Путь комет. Разоблаченная морока | страница 27



Младшие — Мур и Митя — помалкивают, но вслушиваются в эти перебранки. И спустя год будут ссориться друг с другом, отыскивая виновных в том, что вскоре случилось в Болшеве.


Николай Андреевич все чаще выпивает. И теперь ему уже хватает одной рюмки, чтобы потерять контроль над собой. И вот, когда контроль потерян, этот мягкий умница и душевно тонкий человек позволяет себе самые безоглядные высказывания.

Он попросту зло матерится по адресу высших властей и порядков в стране.

Вспоминала ли теперь Нина Николаевна разговор со своими родителями в середине тридцатых годов, когда те приезжали из СССР в Париж на короткое время? Как ужаснулись они, услышав о намерении дочери вернуться с семьей на родину! Как пытались предупредить ее относительно нараставшей в стране волны арестов — и как в ответ весело и упрямо дочь, Нина Николаевна, отвергала все предостережения.

— Детей хоть пожалейте! — услышала она тогда от матери. Но отмахнулась и от этого.

Вернувшись и довольно скоро поняв промашку, Нина Николаевна осталась верна себе: она и на родине — до поры до времени — пыталась жить не по чужой указке.

Как и другим сотрудникам зарубежных советских спецслужб, ей нельзя было выезжать из Москвы без позволения высокого начальства. Но она ездила — и, кажется, не однажды — в Ленинград: повидаться с родней и друзьями. Не полагалось переписываться с заграницей — она делала это, используя любую оказию. Запрещено было говорить непосвященным о своих связях с НКВД (это называлось «расшифровать себя») — Клепинины и с этим запретом мало считались.

Вся их молодость прошла в свободной стране — чужой и неблагополучной, но свободной Франции, — и им была абсолютно непонятна психология тех, кто здесь, в родных краях, уже двадцать с лишним лет подряд, год за годом, в страхе за себя и своих ближних, отвыкал от свободы, внешней и внутренней.

И уж у себя-то дома, в своем кругу, Клепинины тем более не оглядываются, не осторожничают.
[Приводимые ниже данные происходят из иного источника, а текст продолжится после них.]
PR #25681, opened 2026-09-01
External barcode support on HU-Unpack

metas-ts:
## Problem

At the mobile picking **unpack** step, the target-HU scan accepted **only** a metasfresh global QR code. Scanning the warehouse's own printed label on the target unit — an `ExternalBarcode` attribute, or the plain `M_HU.Value` — was rejected, even though the pick-*from* side of the same screen has always accepted all of them.

Worse, the rejection was not operator-facing. `GlobalQRCode.ofString().orThrow()` throws via `Check.mkEx`, whose default is a plain `RuntimeException`, so `userFriendlyError` was false and the picker got the generic *"Please try again. If the problem persists, contact support"* fallback — while the real reason (`Invalid global QR code(1): <code>`) stayed in the HTTP response body and an `AD_Issue` row.

## Change

Hoists the "resolve any supported scanned HU label to that unit's `HUQRCode`" step out of `SetPickFromHUWFActivityHandler`'s private helper into `HUQRCodesService.getQRCodeByScannedCode(ScannedCode)`, and routes the unpack target through it instead of `HUQRCode.fromGlobalQRCodeJsonString`.

- **Accepted** at the unpack target now: a metasfresh global QR code, and the plain `M_HU.Value` / `ExternalBarcode` printed on the unit (which `parse` resolves by looking the unit up and returning *its* QR code).
- **Rejected**, deliberately: every other `IHUQRCode` — `PickOnTheFlyQRCode`, `LMQRCode`, `CustomHUQRCode`, `GS1HUQRCode`, `EAN13HUQRCode`. These describe goods or an intent, not one specific unit. They are *not* retried as an `M_HU.Value`/`ExternalBarcode` lookup, because such a code could coincidentally equal some unit's value and picking from the wrong unit is worse than a clear rejection.
- The rejection now carries `scannedCode` + `huQRCodeType` as exception parameters, so a log line says which kind of code was refused.
- Skipping the target scan (unpick to the floor) stays legal — the blank-tolerant `Optional` chain is preserved.

`fromJson` becomes an instance method so it can reach the injected service; its only caller already ran in instance context.

**No behaviour change on the pick-from side** — `SetPickFromHUWFActivityHandler` now delegates to the shared method, which narrows exactly as its deleted private helper did (`parse(String)` is itself just `parse(ScannedCode.ofString(...))`).

**As an intended side effect, an unrecognised scan is now operator-facing.** Routing through the shared bridge means an unresolvable code reaches `parse`'s own terminal `MobileQRCodeMessages.newNotRecognizedException`, an `AdMessageKey`-based translatable exception that `AdempiereException` auto-marks as a user validation error. The picker now sees `QR code not recognized: <the code they scanned>`.

## Tests

New mobile-webui spec `picking/unpack/picking_unpack_legacy_label_target.spec.js`:

- legacy `ExternalBarcode` as the unpack target,
- plain `M_HU.Value` as the unpack target,
- an unrecognised code at the unpack target → operator-facing message, nothing moved, the panel stays usable.

New JUnit coverage on `HUQRCodesService.getQRCodeByScannedCode` for a global QR code, an `ExternalBarcode`, and the reject branch.

Two pre-existing specs (`picking_partial_unpack_TU_floor_spanning_picks`, `..._TU_floor_two_lines`) additionally now set `allowSkippingRejectedReason` themselves. Both do a *partial* pick, which leaves a rejected qty; whether a reason is mandatory is a sticky header-row field they never set, so they inherited it and hung for 120 s against any database where it is `N` — which is the DDL default. Unrelated to the fix, but they sit in the folder this change touches.

## Verification

- `de.metas.handlingunits.base` unfiltered unit suite: 1051 pass. `de.metas.picking.rest-api`: 54 pass.
- Cucumber `byScannedCode_qrcode_hash` and `mobileui/picking/Pick_TUs_from_LU`, run locally: 6 scenarios / 14 tests pass.
- Mobile Playwright: the whole `picking/unpack/` folder 14/14 and the whole `picking/` folder 137/137 locally; `mobile test` 296/0 in CI.
- The three added/changed specs cleared a four-leg flake gate: pattern audit, 30 consecutive local runs each at `--retries=0`, both cross-run pollution orders, and a green CI round — started from the hostile `IsAllowSkippingRejectedReason='N'` default so it tested the fix rather than a friendly config.

### DIFF
--- a/backend/de.metas.handlingunits.base/src/main/java/de/metas/handlingunits/qrcodes/service/HUQRCodesService.java
+++ b/backend/de.metas.handlingunits.base/src/main/java/de/metas/handlingunits/qrcodes/service/HUQRCodesService.java
@@ -476,12 +476,14 @@ public class HUQRCodesService
 			return (HUQRCode)huQRCode;
 		}
 
-		// Both values matter when diagnosing this: the raw code the operator scanned, and the concrete
-		// IHUQRCode implementation parse() recognized it as - the latter is what tells you WHY it was
-		// rejected (e.g. a GS1 or pick-on-the-fly code, which identifies no existing unit).
+		// huQRCodeType is the load-bearing parameter: it names WHY the code was rejected (a GS1,
+		// EAN13, LM, custom-format or pick-on-the-fly code identifies no existing unit). The instance
+		// alone would not convey that - every IHUQRCode reachable here renders via getAsString(),
+		// which echoes back the scanned string, so it would just duplicate scannedCode.
 		throw new AdempiereException("Invalid HU QR code")
 				.appendParametersToMessage()
 				.setParameter("scannedCode", scannedCode)
+				.setParameter("huQRCodeType", huQRCode.getClass().getSimpleName())
 				.setParameter("huQRCode", huQRCode);
 	}
 }
--- a/backend/de.metas.handlingunits.base/src/main/java/de/metas/handlingunits/qrcodes/service/HUQRCodesService.java
+++ b/backend/de.metas.handlingunits.base/src/main/java/de/metas/handlingunits/qrcodes/service/HUQRCodesService.java
@@ -450,14 +450,6 @@ public class HUQRCodesService
 	}
 
 	/**
-	 * Resolves any supported scanned code (metasfresh global QR code, {@code M_HU.Value}/ExternalBarcode label, ...)
-	 * to the {@link HUQRCode} of the handling unit it identifies.
-	 * <p>
-	 * Unlike {@link HUQRCode#fromGlobalQRCodeJsonString}, this accepts every code format {@link #parse(ScannedCode)}
-	 * understands, not only a metasfresh global QR code.
-	 */
-	@NonNull
-	/**
 	 * Resolves any scanned code that identifies an existing handling unit to that unit's {@link HUQRCode}.
 	 * <p>
 	 * {@link #parse(ScannedCode)} already covers every supported label kind — a metasfresh global QR code,
@@ -467,6 +459,7 @@ public class HUQRCodesService
 	 * resolved by a second lookup: silently mapping such a code onto whichever HU happens to share its value
 	 * would pick from the wrong unit.
 	 */
+	@NonNull
 	public HUQRCode getQRCodeByScannedCode(@NonNull final ScannedCode scannedCode)
 	{
 		final IHUQRCode huQRCode = parse(scannedCode);
--- a/backend/de.metas.handlingunits.base/src/main/java/de/metas/handlingunits/qrcodes/service/HUQRCodesService.java
+++ b/backend/de.metas.handlingunits.base/src/main/java/de/metas/handlingunits/qrcodes/service/HUQRCodesService.java
@@ -448,4 +448,33 @@ public class HUQRCodesService
 		}
 		throw MobileQRCodeMessages.newNotRecognizedException(scannedCode);
 	}
+
+	/**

Они говорят все, что им приходит в голову. В те годы можно было еще не бояться «ушей» в стенах и потолках, жучков-микрофончиков, которые загнали — спустя четверть века — советского интеллигента на кухню или в ванную. Туда, где беседа надежно заглушалась шумом радио или льющейся потоком воды.

На болшевской даче говорили друг с другом без всяких помех.

Как вскоре выяснилось, и это было неблагоразумно.

Ибо есть устрашающая подробность в показаниях арестованных.

8

Всякий, кто приезжал в Болшево из Москвы, вез с собой ворох свежих газет и журналов. Читали их здесь с въедливой пристальностью, хотя трудно представить себе что-нибудь менее похожее на реальную жизнь, чем советские газеты конца тридцатых годов. Если же все-таки вообразить себе, что некий отдаленный потомок попробует довериться этим страницам, первым его простодушным выводом будет тот, что Страна Советов в лето 1939 года жила постоянным ожиданием очередного небывалого праздника. Или небывалого свершения.